Patients at high risk of requiring more fluids are (Maybauer et al, 2009):
- Children
- Delayed resuscitation
- Inhalation or electrical injury
Electrolyte Imbalance in Burns
Sodium, potassium and glucose are the commonly affected electrolytes in burn patients. Their imbalances change over time as the burn evolves.
A burn patient is the victim of major fluid and electrolyte shifts.
The two common electrolyte disturbances are sodium and potassium. Other affected electrolytes include calcium, magnesium, and phosphate. This is illustrated in the diagram below.

Sodium
- Initially low as sodium exits the extracellular space due to increased vessel permeability. Paediatrics are at increased risk of dilutional hyponatremia.
- After resuscitation, it can be high due to fluids (contains sodium) and sodium returning to the extracellular space. This is compounded by an acute kidney injury, resolution of oedema (concentrates the sodium), and a free water deficit.
Potassium
- Initially high due to potassium leaks from cell lysis and tissue necrosis.
- Common in electrical burns.
- Bicarbonate and glucose plus insulin may be required to correct this problem.
Glucose
- Children are prone to hypoglycemia due to limited glycogen stores.
- Blood glucose and electrolyte levels should be measured regularly.
- Early enteral feeding or addition of dextrose to the electrolyte solution.
Conclusion
1. Pathophysiology of Burns: You've learned how burns result in multi-organ effects, involving the release of inflammatory mediators and neural stimulation.
2. Burn Complications: You now understand the complex complications associated with burns, including hypovolemic shock, hypermetabolic response, and specific organ system impacts.
3. Burn Severity and Zones: You've gained knowledge on Jackson's Burn Wound Model which describes the three zones of damage in a burn area.
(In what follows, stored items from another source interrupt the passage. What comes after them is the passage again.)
PR #211, opened 2019-07-29
1.7.26 debug level fix

franciscolopezsancho:
Fix TRACE level in a method `debug`. Not sure, though, how could I ask for a pull request with no conflicts as I created the branch from the tag 1.7.26 already. Hope you can help out @ceki and that it makes sense. Thanks!


ceki:
Fixed in 1.7.27

PR #213, opened 2019-07-30
1.7.x support for JPMS

nhojpatrick:
Can this be merge into the 1.7 release branch and released.

This allows downstream projects to switch to JPMS depending upon an "Automatic-Module-Name", instead of a file based name i.e. slf4j.api.

I've got multiple code branches ready to submit to github projects once this is merged and release.

The only module i really need is the api project, i've guest what you might want other projects to be called and have no problems with them being changed.

### DIFF
--- a/jcl-over-slf4j/pom.xml
+++ b/jcl-over-slf4j/pom.xml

4. Nutritional Needs in Burn Patients: You are familiar with the crucial role of nutrition in managing burn patients, addressing the hypermetabolic state, and preventing complications.
5. Electrolyte Management: You've explored the management of common electrolyte imbalances in burn patients, understanding how shifts in sodium, potassium, and glucose can impact patient recovery.